**Try it:** In the data below, how many lines contain the string "emulated"? Give only the number.
Segment Start: Dataset content
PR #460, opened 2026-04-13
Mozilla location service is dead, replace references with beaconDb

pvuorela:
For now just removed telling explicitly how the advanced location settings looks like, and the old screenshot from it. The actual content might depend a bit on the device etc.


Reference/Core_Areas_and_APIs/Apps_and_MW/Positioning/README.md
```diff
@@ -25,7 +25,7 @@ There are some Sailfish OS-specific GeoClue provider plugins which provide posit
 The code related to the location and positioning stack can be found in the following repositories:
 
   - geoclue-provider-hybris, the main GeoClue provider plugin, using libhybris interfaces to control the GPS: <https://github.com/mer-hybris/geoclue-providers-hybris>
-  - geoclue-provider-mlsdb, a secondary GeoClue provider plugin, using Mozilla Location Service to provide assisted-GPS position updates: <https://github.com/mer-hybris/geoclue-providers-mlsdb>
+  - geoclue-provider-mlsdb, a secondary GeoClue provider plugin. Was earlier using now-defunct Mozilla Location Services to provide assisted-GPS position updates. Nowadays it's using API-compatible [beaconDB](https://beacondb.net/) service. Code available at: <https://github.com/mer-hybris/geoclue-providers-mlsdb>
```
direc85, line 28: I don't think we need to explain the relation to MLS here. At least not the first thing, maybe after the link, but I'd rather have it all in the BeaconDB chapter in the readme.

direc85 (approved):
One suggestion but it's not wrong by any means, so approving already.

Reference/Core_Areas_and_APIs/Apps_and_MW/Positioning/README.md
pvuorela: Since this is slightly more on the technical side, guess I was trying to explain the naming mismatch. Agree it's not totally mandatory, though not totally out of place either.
Segment End: Dataset content
Segment Start: Dataset content
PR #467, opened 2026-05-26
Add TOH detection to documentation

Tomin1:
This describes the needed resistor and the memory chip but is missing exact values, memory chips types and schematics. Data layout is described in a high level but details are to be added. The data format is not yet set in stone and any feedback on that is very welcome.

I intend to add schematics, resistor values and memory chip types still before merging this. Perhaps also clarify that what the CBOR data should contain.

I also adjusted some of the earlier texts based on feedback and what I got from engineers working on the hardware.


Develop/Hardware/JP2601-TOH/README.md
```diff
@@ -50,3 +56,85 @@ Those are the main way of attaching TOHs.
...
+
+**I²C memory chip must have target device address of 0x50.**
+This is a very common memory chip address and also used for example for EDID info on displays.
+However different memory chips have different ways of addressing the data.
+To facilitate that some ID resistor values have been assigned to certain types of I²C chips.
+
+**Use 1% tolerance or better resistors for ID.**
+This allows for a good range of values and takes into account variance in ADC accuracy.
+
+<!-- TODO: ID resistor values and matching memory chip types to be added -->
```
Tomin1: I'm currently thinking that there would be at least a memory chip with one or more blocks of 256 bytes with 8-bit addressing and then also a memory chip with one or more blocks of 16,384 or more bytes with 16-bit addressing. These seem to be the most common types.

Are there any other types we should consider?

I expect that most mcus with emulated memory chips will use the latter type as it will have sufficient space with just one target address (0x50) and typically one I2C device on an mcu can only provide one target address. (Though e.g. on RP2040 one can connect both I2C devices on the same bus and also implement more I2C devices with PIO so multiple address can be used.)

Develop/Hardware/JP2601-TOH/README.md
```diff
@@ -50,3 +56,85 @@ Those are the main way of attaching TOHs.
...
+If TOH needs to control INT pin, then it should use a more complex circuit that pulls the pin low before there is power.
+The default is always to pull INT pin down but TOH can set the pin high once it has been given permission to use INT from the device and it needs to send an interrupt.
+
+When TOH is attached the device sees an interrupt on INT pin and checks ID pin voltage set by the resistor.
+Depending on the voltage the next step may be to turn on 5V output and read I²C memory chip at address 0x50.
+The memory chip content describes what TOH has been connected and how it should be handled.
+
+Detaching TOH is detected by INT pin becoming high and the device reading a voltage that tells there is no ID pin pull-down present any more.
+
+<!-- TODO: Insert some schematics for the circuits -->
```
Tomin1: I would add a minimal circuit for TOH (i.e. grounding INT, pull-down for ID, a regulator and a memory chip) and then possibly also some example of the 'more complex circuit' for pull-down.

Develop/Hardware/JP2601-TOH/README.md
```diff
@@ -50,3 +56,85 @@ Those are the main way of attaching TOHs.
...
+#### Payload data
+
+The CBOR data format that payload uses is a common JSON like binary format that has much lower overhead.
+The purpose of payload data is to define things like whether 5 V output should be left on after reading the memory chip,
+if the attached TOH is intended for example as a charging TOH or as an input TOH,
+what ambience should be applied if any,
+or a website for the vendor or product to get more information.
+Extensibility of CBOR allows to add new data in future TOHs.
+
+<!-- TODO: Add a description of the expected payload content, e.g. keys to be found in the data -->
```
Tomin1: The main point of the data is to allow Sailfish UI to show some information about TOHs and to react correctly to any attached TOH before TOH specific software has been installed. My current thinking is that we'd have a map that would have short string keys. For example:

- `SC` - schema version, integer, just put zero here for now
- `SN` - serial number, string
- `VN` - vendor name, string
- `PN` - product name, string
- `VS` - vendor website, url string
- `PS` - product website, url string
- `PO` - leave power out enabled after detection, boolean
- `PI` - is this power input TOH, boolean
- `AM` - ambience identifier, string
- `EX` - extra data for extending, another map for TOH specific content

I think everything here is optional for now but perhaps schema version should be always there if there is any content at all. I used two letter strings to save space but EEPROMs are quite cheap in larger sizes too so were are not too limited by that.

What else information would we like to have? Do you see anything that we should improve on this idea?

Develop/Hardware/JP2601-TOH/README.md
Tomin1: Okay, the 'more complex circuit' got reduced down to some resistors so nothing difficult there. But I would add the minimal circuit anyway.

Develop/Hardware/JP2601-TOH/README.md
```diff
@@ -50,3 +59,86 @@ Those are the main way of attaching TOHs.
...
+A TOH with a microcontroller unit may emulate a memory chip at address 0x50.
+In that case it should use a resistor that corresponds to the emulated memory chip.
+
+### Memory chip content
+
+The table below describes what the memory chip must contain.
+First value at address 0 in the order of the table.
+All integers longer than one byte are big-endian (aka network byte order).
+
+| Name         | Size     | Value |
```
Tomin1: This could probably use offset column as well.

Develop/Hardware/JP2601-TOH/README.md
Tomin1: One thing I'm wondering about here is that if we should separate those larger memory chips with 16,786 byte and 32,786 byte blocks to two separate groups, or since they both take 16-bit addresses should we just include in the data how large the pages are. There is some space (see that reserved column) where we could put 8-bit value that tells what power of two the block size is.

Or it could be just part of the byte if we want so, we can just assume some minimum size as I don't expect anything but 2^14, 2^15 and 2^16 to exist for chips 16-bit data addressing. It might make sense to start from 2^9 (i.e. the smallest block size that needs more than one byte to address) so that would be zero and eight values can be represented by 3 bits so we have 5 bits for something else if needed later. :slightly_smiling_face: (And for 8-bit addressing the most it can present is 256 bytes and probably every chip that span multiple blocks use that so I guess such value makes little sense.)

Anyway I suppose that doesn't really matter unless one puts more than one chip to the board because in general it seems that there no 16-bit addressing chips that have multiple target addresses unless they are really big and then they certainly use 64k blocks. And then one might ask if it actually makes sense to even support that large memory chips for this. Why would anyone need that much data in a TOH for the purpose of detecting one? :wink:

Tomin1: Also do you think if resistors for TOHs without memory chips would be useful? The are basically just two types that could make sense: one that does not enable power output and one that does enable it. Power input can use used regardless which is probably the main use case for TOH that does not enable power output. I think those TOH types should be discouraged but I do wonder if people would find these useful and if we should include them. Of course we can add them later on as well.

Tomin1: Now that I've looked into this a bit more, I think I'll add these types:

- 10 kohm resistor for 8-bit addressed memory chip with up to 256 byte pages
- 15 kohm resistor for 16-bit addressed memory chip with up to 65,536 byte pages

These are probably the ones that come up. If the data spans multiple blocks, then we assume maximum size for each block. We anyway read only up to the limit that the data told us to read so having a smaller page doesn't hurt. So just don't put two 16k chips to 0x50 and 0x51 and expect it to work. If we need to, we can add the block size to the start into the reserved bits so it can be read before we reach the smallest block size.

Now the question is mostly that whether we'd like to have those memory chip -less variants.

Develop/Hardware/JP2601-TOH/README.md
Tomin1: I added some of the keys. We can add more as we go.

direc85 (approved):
Segment End: Dataset content
**Solution for this task:** 2